- Original title: 范の犯罪 Han no hanzai
- Translator: Ivan Morris (1956) Lane Dunlop (1987)
- Country: Japan
- Language: Japanese

Publication
- Published in: Shirakaba
- Publication type: Magazine
- Media type: Print
- Publication date: 1913
- Published in English: 1956, 1987

= Han's Crime =

1913 Japanese short story

Han's Crime (范の犯罪, Han no hanzai) is a short story by Japanese writer Naoya Shiga first published in 1913 in the magazine Shirakaba. The story follows a police hearing after a woman was killed during a circus knifethrowing act by the hands of her husband, the professional knifethrower Han.

==Plot==
At a circus performance, a young woman is killed during a knifethrowing act by the hands of her husband Han, a professional knifethrower of Chinese descent and a devout, converted Christian. Han is arrested immediately after the incident. A judge first questions the circus director, then Han's assistant, and finally the defendant. The circus director and the assistant emphasise Han's professionalism, his educated, good manners, and his impeccable conduct. On second thought, the assistant adds that the couple had always been kind to others, but treated each other disparagingly.

In his testimony, Han confesses that he detested his wife since she gave birth to a child she had from another man (and which died soon after birth), and had contemplated the possibility of her death. Yet, although he hadn't been afraid of being sent to jail, which couldn't have been worse than his unhappy marriage, he felt too weak to commit such a crime, which he would also have considered a sin. He hadn't had any intention to kill his wife on this day, and has no explanation for the incident. Asked by the judge, Han admits freely that he felt no sorrow after his wife's death. The judge sends Han out of the room and, suddenly feeling agitated, declares him not guilty.

==Legacy==
Han's Crime ranks, along with The Razor (Kamisori, 1910) and Seibei and his Gourds (Seibei to hyotan, 1913), as one of the stories which established Naoya's reputation as a writer.

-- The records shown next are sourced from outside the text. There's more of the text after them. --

PR #1008, opened 2023-02-26
Add unit-tests for Files Library

RickBarretto:
# Description

Adds unittests for Files Library.
Notes were added if founded strange behaviors or bugs.

## Type of change

- [ ] Update/Add unit-tests


RickBarretto:
Notes:

- `delete.directory` deletes directory itself, but what if I want to just remove the its content?
  - `.content` or `.within` attributes would be a good idea.
- I'm using `write` to create some test assets because I can't do bash's redirections on `execute` function. Is it a bug?

RickBarretto:
Notes:

- `permissions.set` raises an error: `SIGSEGV: Illegal storage access. (Attempt to read from nil?)`

RickBarretto:
Notes:

- What is the difference between `read` and `read.lines`?
- What is the difference between `read` and `read.file`?
- How can I test `read.bytecode`?

drkameleon:
>   * `.content` or `.within` attributes would be a good idea.

I would go for `.content` or `.contents`, both sound very self-explanatory. E.g. `delete.directory.content` or `delete.directory.contents` - looks super nice! :)


> * I'm using `write` to create some test assets because I can't do bash's redirections on `execute` function. Is it a bug?

I'm not really sure what you mean. Can you elaborate a bit?

drkameleon:
> Notes:
> 
> * `permissions.set` raises an error: `SIGSEGV: Illegal storage access. (Attempt to read from nil?)`

That's bad. I'll test it a bit (which I haven't, to be perfectly honest) and we could open an issue about it... Good catch! 😉

RickBarretto:
> I'm not really sure what you mean. Can you elaborate a bit?

I can't write files using bash redirections:

```bash
execute "echo 'hello, world' > file.txt"
```

Or even
```bash
execute "echo 'hello, world' | tee file.txt"
```

drkameleon:
> * What is the difference between `read` and `read.lines`?

Let's say we have a file with the following contents:

```
one
two
three
four
```

- `read` takes a filepath and reads the whole file content as a string (*one* string):

Screenshot 2023-02-27 at 11 03 51

- `read.lines` does the same, only it reads the file as an array of lines/strings:

Screenshot 2023-02-27 at 11 05 16

Why? The reason is simple. If you read a file, and want to go through its different lines, you'd first have to do sth like `split.lines read ...`. With `read.lines`, you can directly do it like `loop read.lines "myfile" 'line -> ...` 😉 

-----

> * What is the difference between `read` and `read.file`?

`read` is probably the most... underestimated function in the whole standard library, since it does much more than it appears to. So, what does `read` take as a parameter? A string. But *what* is this string? The truth is... it can be anything. If you pass a URL and Arturo recognizes it as such, it will actually download the text file/page in the background and perform whatever you want with it. If it's a file path and the filepath exists, it'll do the same with the file contents. Now, if none of this is valid, it will treat it as a regular string...

So, let's take for example `read.json`. This configuration reads a JSON structure and returns an Arturo object/dictionary/array/etc. So, you can actually do any of these things:

- `read.json "[1,2,3]"`
- `read.json "myjsonfile.json"`
- `read.json "http://somedomain.com/some.json"`

Now, the problem with this is... that if the passed filepath doesn't exist, or you've made a typo, instead of showing an error... it will read this as a normal string. Example:

- you want to `read.file "myfile.txt"` (so that it returns the file's *contents*)
- you actually write, by mistake or whatever, `read.file "myfil.txt"` (in that case, instead of throwing an error, since it doesn't know you meant a file, and that file doesn't exist, the call will return "myfil.txt" (the string itself) which is not what you intended.

In that case, `read.file` forces a string to be read as a filepath. And if it doesn't exist, it'll throw an error. 😉 

> * How can I test `read.bytecode`?

Basically, it can work with filepath's produced via `arturo -c somescript.art`. This creates a bytecode file. Which you can then "load" or `read` via `read.bytecode` 🚀

drkameleon:
> > I'm not really sure what you mean. Can you elaborate a bit?
> 
> I can't write files using bash redirections:
> 
> ```shell
> execute "echo 'hello, world' > file.txt"
> ```
> 
> Or even
> 
> ```shell
> execute "echo 'hello, world' | tee file.txt"
> ```

Hmmm... I think this might be more complicated. I'm not sure pipes and redirections, Bash-style, would work via `execute` but I'll have to investigate a bit more 😉

drkameleon:
All that being said: *great* job! 😉  

What you're doing with the unit-tests, in general, is very very useful and of extreme relevance (plus, it helps pick issues that may have been ignored)

Keep going! 🚀

RickBarretto:
Thanks a lot for explanation, @drkameleon !

I'll cover `read.bytecode` and `read.file`, and makes sense why execute don't allow redirections/pipes.

> read.lines does the same, only it reads the file as an array of lines/strings:

But it was returning me as a string instead.
I got it why this attribute is here, but the returned value was wrong.

---

Also, is there a way to read just some parts of a file? I mean, if you load all file inside a string or block of strings you are allocating it to RAM. That means that we should avoid load big files, isn't?

drkameleon:
> > read.lines does the same, only it reads the file as an array of lines/strings:
> 
> But it was returning me as a string instead. I got it why this attribute is here, but the returned value was wrong.

I'll double-check this right now, although - given that's it's used quite a lot already, and in different places - there shouldn't be any issue. Let's see... 🤔 

> Also, is there a way to read just some parts of a file? I mean, if you load all file inside a string or block of strings you are allocating it to RAM. That means that we should avoid load big files, isn't?

That's a great idea and something that I have contemplated.

Basically, my idea was even more ambitious:

- have the possibility of reading a file as data, e.g. an `:integer`, etc
- also, have the option to treat a file as a stream

I'm totally in; I just think it would need some very careful planning 😉

RickBarretto:
Alright! 🙂

Btw, I must re-test all my "bugs reports". I'm going to do it at the end of this PR.

Re-test, everything and check if it's every okay.

drkameleon:
> But it was returning me as a string instead. I got it why this attribute is here, but the returned value was wrong.

Unfortunately, I'm not able to reproduce this. If you have some concrete example where it returns a wrong value, I could perhaps manage to locate it... 🤔

RickBarretto:
This code here:
image
Is resulting into an empty zip file:
image

Have I done something wrong here, or is it a bug?

drkameleon:
> Is resulting into an empty zip file:
> ...
> Have I done something wrong here, or is it a bug?

This is what I just tried (simplest scenario of all) - in the main `arturo/` folder:

```red
zip "dest.zip" ["README.md"]
```

- the `dest.zip` file is generated correctly
- the contents of the .zip are correct

Now, your example not working would have me thinking 2 different things:
- either it is a bug, that has to do with the different paths being passed to `zip` (I would experiment a bit, e.g. trying to save the zip in the same folder, etc)
- or, Windows auto-matically filters some of the contents of the zip (I'm not an expert at this, but it did happen to me with some of Arturo's build zips...)

RickBarretto:
> but it did happen to me with some of Arturo's build zips...

Ohh, Windows... My passion...

RickBarretto:
I found what is happening here:

When I run this:
```
$> zip "dest.zip" ["src"]
```

I got a:

image

So, maybe it's not working for folders. I'm going to test further this.

drkameleon:
> I found what is happening here:
> 
> When I run this:
> 
> ```
> $> zip "dest.zip" ["src"]
> ```
> 
> I got a:
> 
> image
> 
> So, maybe it's not working for folders. I'm going to test further this.

Hmm... Interesting... 🤔 

In theory, it shouldn't matter. I'll have to have a look into the implementation of the zip component.

drkameleon:
Let's see...

The whole things starts here: https://github.com/arturo-lang/arturo/blob/master/src/library/Files.nim#L572

And the main implementation for this `zip` call is here: https://github.com/arturo-lang/arturo/blob/master/src/extras/miniz.nim#L853-L861

Now, looking at it, there is one particular line that leads me to believe that something may not be done right: https://github.com/arturo-lang/arturo/blob/master/src/extras/miniz.nim#L858

Obviously, if the function works only for simple files and not for files-in-folders (or folders) - which would be quite a normal scenario, we'll have to create an issue for that as a bug.

RickBarretto:
Missing tests:
- [ ] `symlink`: how can I properly test it?
- [ ] `read.bytecode`: I can't delete the `hello.art.bcode` using `execute` or `delete`, what can break the next tests
- [ ]  `zip` & `unzip` for folders
- [ ] `permissions.set`: returns a SIGSEGV

RickBarretto:
The test will break because the MSYS's bash redirection isn't writing on right format...

RickBarretto:
@drkameleon can you try to generate this `res` file?

drkameleon:
> `symlink`: how can I properly test it?

I think the easiest way would be for me to add a `.symlink` option to the already existing [`exists?`](https://github.com/arturo-lang/arturo/blob/master/src/library/Files.nim#L117-L140) function, using Nim's [`symlinkExists`](https://nim-lang.org/docs/os.html#symlinkExists%2Cstring). Give me some time and you may pull directly from the master branch 😉 

> `read.bytecode`: I can't delete the hello.art.bcode using execute or delete, what can break the next tests

That's weird. So, you create this `hello.art.bcode` and `delete` doesn't work on it? 🤔 

> `zip` & `unzip` for folders

I'll open an issue for this. I think it's officially a... bug (unfortunately). But good job, since we caught it! 🚀 

> `permissions.set`: returns a SIGSEGV

That's another bug I guess. I haven't tested this particular functionality a lot.. so it looks like it's broken. I'm having a look into it!

drkameleon:
> @drkameleon can you try to generate this `res` file?

I'll clone and try to... Just give me a few minutes! 😉

drkameleon:
**Generated .res** (disclaimer: I cannot confirm what is correct and what isn't; at least for now):

https://gist.github.com/drkameleon/e0a2285a464b79b3a9fd55674bc9a79d

RickBarretto:
I'm going to have a breakfast and check! 😉

RickBarretto:
I must replace all `execute "ls ..."` commands. It's printing with different formatations on Msys and MacOS. Look:

image

I'm going to rewrite all of these, and use Arturo's functions. The problem is that it turns these File's functions dependent of each other...

RickBarretto:
Since, `exists?`, `write`, `read` and `delete` are working well, I don't thing it's gonna be a problem.
But I need your opinion about it.

drkameleon:
> I'm going to rewrite all of these, and use Arturo's functions. The problem is that it turns these File's functions dependent of each other...

I'm not sure I get the last part.

Regarding the first part, I think I would personally use Arturo's own [**`list`**](https://arturo-lang.io/documentation/library/paths/list/).

For example, `ls temp/dest/** --recursive` would correspond to:

```red
list.recursive "temp/dest"
```

RickBarretto:
> I'm not sure I get the last part.

I was using `execute` to avoid to use Arturo's built-in functions.
Let's say that `list` is broken... It'll break other tests that uses `list` internally, for instance.

But, I think we can use built-in functions as well.

drkameleon:
> > I'm not sure I get the last part.
> 
> I was using `execute` to avoid to use Arturo's built-in functions. Let's say that `list` is broken... It'll break other tests that uses `list` internally, for instance.
> 
> But, I think we can use built-in functions as well.

I totally see your point.

Personally, I *would* use built-in functions - I think it's inevitable basically + it makes our life easier, with a tiny asterisk... meaning, if that if something actually breaks at some point, to have that in mind (or as a comment). But, other than that, I would go ahead... 😉

RickBarretto:
Apparently, the problem with `zip`/`unzip` is the fact of `zip` can't work with paths.
That is the reason why it works for the example of "README.md", I'm not passing a path here, just the file itself.
While for the others examples it breaks.

For instance,
This:
```red
topic "zip & unzip - arturo.nim"
do [
    dir: createTestFolder "zip-unzip-src"

    ;; outputs me an empty .zip
    zip ~"|dir|/dest.zip" [~"src/arturo.nim"]
    ensure -> exists? ~"|dir|/dest.zip"
    print "zipped as dest.zip"

    ;; Tries to unzip an empty file
    unzip ~"|dir|" ~"|dir|/dest.zip"
    ensure -> exists? ~"|dir|/arturo.nim"

    print "unzipped as arturo.nim"
]
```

In later years, literary historians pointed out the protagonist's rejection of an imposed moral consciousness or viewing life and identity as causal continuities, the rejection of the notion that a judgment can be other than arbitrary, the demonstration of the inability of an organised society to deal with individual truthfulness, and an influence of Friedrich Nietzsche's "superman" who defines his own morality.

==Translations==
Han's Crime has been translated into English by Ivan Morris for the 1956 anthology Modern Japanese Literature and by Lane Dunlop for the 1987 Nayoa Shiga short story collection The Paper Door and Other Stories. It has also been translated into various other languages, including French, German and Spanish.

==Adaptations==
Han's Crime was adapted for Japanese television as Satsui no mero (lit. "Maze of murderous intentions") in 1988.